What do the lines from the top of the data through the line with "The inmem backend serves" say? Quote them exactly and include both ends.

■ ■ ■ ■

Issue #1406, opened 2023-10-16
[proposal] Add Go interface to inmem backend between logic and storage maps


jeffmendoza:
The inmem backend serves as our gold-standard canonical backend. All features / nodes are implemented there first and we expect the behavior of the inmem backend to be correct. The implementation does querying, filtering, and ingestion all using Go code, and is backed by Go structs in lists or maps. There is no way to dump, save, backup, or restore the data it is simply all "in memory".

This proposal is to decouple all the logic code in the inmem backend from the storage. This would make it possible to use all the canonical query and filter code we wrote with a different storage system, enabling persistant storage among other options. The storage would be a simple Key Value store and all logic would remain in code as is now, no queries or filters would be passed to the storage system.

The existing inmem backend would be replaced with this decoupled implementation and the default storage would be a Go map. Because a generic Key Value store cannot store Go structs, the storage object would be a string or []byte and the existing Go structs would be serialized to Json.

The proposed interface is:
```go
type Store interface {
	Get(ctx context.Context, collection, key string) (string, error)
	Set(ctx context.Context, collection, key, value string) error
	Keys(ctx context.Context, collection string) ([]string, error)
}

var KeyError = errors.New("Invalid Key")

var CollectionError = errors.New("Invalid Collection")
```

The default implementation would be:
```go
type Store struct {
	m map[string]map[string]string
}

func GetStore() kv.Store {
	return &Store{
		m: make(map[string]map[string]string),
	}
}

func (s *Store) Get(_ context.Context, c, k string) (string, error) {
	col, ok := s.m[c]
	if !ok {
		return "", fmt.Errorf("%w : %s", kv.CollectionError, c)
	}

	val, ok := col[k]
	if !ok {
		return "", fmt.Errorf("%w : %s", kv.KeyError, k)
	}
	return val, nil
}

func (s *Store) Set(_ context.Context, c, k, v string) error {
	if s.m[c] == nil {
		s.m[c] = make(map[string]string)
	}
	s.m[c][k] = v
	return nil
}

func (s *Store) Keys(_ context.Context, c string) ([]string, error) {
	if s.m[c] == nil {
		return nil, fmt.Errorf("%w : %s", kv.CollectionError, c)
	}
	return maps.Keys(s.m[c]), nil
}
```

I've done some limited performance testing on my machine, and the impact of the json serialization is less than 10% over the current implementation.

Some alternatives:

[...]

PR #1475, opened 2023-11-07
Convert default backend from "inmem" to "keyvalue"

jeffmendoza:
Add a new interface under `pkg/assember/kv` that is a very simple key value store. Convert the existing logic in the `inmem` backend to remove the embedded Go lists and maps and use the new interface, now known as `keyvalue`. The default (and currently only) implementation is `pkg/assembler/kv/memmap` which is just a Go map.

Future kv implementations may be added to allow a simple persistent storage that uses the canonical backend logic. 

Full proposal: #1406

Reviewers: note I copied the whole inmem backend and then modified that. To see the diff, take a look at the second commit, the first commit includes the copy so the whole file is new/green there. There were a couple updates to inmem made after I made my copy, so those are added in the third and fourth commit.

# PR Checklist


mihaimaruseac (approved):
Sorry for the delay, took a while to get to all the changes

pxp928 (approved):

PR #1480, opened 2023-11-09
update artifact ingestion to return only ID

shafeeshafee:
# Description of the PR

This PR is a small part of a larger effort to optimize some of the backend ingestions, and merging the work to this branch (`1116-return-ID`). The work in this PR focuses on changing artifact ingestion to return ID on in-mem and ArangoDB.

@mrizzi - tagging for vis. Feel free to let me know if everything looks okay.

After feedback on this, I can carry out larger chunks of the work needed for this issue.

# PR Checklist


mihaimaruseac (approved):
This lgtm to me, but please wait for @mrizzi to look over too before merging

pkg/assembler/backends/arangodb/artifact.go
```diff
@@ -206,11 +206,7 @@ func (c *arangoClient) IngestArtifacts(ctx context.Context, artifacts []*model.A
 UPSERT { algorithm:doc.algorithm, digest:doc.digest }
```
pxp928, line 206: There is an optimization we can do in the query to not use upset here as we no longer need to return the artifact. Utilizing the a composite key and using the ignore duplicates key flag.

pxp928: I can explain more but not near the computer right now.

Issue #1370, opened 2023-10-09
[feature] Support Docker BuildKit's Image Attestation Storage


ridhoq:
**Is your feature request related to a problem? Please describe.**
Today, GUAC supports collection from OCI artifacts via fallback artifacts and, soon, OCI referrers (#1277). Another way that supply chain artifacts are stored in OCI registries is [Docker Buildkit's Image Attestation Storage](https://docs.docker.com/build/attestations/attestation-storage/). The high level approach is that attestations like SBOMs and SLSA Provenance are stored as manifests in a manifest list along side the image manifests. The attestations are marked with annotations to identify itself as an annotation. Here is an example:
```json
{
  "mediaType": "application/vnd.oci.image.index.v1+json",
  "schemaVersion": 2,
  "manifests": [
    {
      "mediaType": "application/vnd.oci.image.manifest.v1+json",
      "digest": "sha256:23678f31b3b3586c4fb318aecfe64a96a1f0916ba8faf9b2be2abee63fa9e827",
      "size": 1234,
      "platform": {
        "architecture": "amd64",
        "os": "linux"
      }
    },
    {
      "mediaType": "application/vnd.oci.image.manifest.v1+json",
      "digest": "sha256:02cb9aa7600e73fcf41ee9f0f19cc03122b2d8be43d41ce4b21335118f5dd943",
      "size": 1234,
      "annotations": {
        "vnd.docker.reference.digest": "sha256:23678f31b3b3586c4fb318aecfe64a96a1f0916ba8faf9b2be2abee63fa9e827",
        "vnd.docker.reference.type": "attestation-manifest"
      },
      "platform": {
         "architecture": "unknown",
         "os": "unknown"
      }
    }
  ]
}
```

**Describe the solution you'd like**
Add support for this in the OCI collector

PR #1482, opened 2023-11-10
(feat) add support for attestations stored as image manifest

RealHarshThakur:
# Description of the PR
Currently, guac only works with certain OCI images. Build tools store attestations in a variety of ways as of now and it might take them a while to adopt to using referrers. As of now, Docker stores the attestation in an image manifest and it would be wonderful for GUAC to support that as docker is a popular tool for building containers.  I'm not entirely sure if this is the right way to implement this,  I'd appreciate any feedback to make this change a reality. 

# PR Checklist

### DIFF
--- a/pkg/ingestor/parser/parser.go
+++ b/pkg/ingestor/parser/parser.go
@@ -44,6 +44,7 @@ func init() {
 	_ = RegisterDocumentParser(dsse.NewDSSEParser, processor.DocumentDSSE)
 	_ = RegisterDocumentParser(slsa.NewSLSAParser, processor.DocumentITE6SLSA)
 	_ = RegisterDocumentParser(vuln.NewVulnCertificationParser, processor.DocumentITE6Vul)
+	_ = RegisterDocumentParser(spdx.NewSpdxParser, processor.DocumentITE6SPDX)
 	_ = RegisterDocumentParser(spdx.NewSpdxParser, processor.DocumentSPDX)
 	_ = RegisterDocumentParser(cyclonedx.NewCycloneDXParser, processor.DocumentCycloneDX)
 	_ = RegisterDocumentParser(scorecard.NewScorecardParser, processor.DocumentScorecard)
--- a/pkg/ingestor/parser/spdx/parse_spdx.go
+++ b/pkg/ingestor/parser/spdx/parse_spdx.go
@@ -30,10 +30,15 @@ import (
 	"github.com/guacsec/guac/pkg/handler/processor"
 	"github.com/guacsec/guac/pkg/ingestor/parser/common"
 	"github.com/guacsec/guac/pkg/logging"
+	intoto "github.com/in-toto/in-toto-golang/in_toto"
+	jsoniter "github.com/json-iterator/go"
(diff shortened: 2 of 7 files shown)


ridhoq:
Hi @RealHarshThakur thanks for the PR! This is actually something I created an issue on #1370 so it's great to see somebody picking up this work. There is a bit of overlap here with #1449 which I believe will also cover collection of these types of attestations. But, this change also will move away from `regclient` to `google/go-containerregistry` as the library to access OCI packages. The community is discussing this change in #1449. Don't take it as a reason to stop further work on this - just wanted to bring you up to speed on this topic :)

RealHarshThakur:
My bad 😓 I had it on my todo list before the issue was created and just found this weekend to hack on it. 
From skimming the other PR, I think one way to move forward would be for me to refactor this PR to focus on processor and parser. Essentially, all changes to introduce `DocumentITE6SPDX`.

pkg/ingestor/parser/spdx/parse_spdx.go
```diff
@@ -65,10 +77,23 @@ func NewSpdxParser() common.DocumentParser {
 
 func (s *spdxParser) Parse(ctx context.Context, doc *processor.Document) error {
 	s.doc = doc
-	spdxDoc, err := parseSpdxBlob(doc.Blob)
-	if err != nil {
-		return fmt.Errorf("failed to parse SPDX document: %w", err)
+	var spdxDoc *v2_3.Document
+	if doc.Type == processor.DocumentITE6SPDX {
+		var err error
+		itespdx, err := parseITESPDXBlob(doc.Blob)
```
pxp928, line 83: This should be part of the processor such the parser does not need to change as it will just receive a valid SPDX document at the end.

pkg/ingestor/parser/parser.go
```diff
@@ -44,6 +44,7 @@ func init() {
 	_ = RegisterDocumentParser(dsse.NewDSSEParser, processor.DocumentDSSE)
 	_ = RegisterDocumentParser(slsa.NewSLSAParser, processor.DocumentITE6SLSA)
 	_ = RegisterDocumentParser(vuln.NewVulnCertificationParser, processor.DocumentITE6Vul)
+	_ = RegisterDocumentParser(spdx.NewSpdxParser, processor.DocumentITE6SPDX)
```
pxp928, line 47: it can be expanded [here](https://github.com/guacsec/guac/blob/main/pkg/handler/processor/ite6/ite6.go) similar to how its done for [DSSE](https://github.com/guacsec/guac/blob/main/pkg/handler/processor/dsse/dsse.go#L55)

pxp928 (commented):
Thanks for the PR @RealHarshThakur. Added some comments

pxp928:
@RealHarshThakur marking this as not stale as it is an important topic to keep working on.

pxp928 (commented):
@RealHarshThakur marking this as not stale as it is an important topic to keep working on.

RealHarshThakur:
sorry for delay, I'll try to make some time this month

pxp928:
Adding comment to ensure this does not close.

■ ■ ■ ■

_RESPONSE BELOW:_
Issue #1406, opened 2023-10-16
[proposal] Add Go interface to inmem backend between logic and storage maps


jeffmendoza:
The inmem backend serves as our gold-standard canonical backend. All features / nodes are implemented there first and we expect the behavior of the inmem backend to be correct. The implementation does querying, filtering, and ingestion all using Go code, and is backed by Go structs in lists or maps. There is no way to dump, save, backup, or restore the data it is simply all "in memory".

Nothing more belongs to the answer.